When I dont fold, the wires and connectors are cool or utmost warm to touch. Even if I fold on the card thats drawing power from the PCIe connector, the wires become very hot to touch.


----------



## Laurijan (Jul 17, 2010)

When the first PSU overloaded did it somehow damage the 24pin connector on the motherboard too?


----------



## dustyshiv (Jul 17, 2010)

Yeah. It was slightly burnt. But I powered the same rig with another PSU and it ran fine. I am attaching a picture of the connector


----------



## Laurijan (Jul 17, 2010)

dustyshiv said:


> Yeah. It was slightly burnt. But I powered the same rig with another PSU and it ran fine. I am attaching a picture of the connector
> 
> http://i216.photobucket.com/albums/cc276/dustyshiv/Burnt.jpg



I wouldnt trust that mobo anymore  

I guess the last overload bricked it.

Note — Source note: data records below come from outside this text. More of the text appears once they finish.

PR #3497, opened 2023-08-14
Early AST Validation

DavidBakerEffendi:
As a way to enable faster feedback and better debugging for frontend development, the `Ast` class has been extended with an optional schema validation flag that will throw an exception at the exact point where a schema violation occurs. This config has been added to `X2Cpg` as a CLI option and propagated throughout the frontends as an implicit enum.

Notes:
* We could instead log a warning with an un-thrown exception
* I have noticed that the schema inheritance has permitted a lot of potentially unwanted flexibility, e.g. `AstNode` permits `CALL -(AST)-> NAMESPACE_BLOCK` which seems weird.

### DIFF
--- a/build.sbt
+++ b/build.sbt
@@ -2,7 +2,7 @@ name                     := "joern"
 ThisBuild / organization := "io.joern"
 ThisBuild / scalaVersion := "3.3.0"
 
-val cpgVersion = "1.4.1"
+val cpgVersion = "1.4.9+2-4ee586a9"
 
 lazy val joerncli          = Projects.joerncli
 lazy val querydb           = Projects.querydb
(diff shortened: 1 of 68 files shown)


DavidBakerEffendi:
For reviewers: Most of the implementation is under the `x2cpg` package, the rest is propagating the flag along the frontends.

max-leuthaeuser:
I guess you are planning for more types of schema validation? Otherwise, a boolean flag would be sufficient.

mpollmeier:
> a boolean flag would be sufficient.

The main reason we went for an enum here is that it's passed via an implicit. Having an implicit Boolean in scope is not a good idea, since it's not very specific and might be applied in unintended ways.

mpollmeier (approved):

PR #3500, opened 2023-08-14
Speed up javasrc type inference pass

johannescoetzee:
The focus of this PR is just performance, so it speeds up the pass without modifying the logic (which could do with a revision as well). With that being said, the new version takes the pass runtime from ~160s to <10s when creating a CPG for elasticsearch on my machine.

### DIFF
--- a/joern-cli/frontends/javasrc2cpg/src/main/scala/io/joern/javasrc2cpg/passes/TypeInferencePass.scala
+++ b/joern-cli/frontends/javasrc2cpg/src/main/scala/io/joern/javasrc2cpg/passes/TypeInferencePass.scala
@@ -17,7 +17,7 @@ import io.joern.x2cpg.Defines.UnresolvedNamespace
 class TypeInferencePass(cpg: Cpg) extends ConcurrentWriterCpgPass[(String, List[Call])](cpg) {
 
   private val cache = new GuavaCache(CacheBuilder.newBuilder().build[String, Option[Method]]())
-  private val resolvedMethodIndex = cpg.method.internal
+  private val resolvedMethodIndex = cpg.method
     .filterNot(_.fullName.startsWith(Defines.UnresolvedNamespace))
     .filterNot(_.signature.startsWith(Defines.UnresolvedSignature))
     .groupBy(_.name)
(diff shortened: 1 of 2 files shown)


joern-cli/frontends/javasrc2cpg/src/main/scala/io/joern/javasrc2cpg/passes/TypeInferencePass.scala
```diff
@@ -12,73 +12,76 @@ import io.shiftleft.semanticcpg.language._
...
-    getReplacementMethod(call).foreach { method =>
-      diffGraph.setNodeProperty(call, PropertyNames.MethodFullName, method.fullName)
-      diffGraph.setNodeProperty(call, PropertyNames.Signature, method.signature)
-      diffGraph.setNodeProperty(call, PropertyNames.TypeFullName, method.methodReturn.typeFullName)
+
+  override def runOnPart(diffGraph: DiffGraphBuilder, part: (String, List[Call])): Unit = {
+    part match {
+      case (_, Nil)      => // This should never happen
+      case (name, calls) =>
+        // Since call full names match, the replacement method for each will be the same
```
ml86, line 77: The full names match but only because they contain "unknown signature" so why is it the case that we are allowed to treat the call sites the same?

johannescoetzee: Ah, I did miss the fact that this skips argument type checking. I'll update the PR to handle this better.

ml86 (approved):

joern-cli/frontends/javasrc2cpg/src/main/scala/io/joern/javasrc2cpg/passes/TypeInferencePass.scala
```diff
@@ -5,80 +5,91 @@ import com.google.common.cache.CacheBuilder
...
+      (method.parameter.size == (call.argument.size - argSizeMod))
+
+    lazy val argTypesMatch = doArgumentTypesMatch(method: Method, call: Call, skipCallThis = argSizeMod == 1)
+
+    lazy val typeDeclMatches = (callNameParts.typeDecl == methodNameParts.typeDecl)
+
+    parameterSizesMatch && argTypesMatch && typeDeclMatches
+  }
+
+  def doArgumentTypesMatch(method: Method, call: Call, skipCallThis: Boolean): Boolean = {
```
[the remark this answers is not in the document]
johannescoetzee: Will do!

Maybe the PSU that ran fine had somesort of different inner working that allowed it to still work on that mobo without issues - just speculating.


----------



## JrRacinFan (Jul 17, 2010)

Here's what I am thinking, possible that the 9800GT "Green" aren't exactly a folder's card. Meaning multiple cards could cause this problem if not using an 8 pin? 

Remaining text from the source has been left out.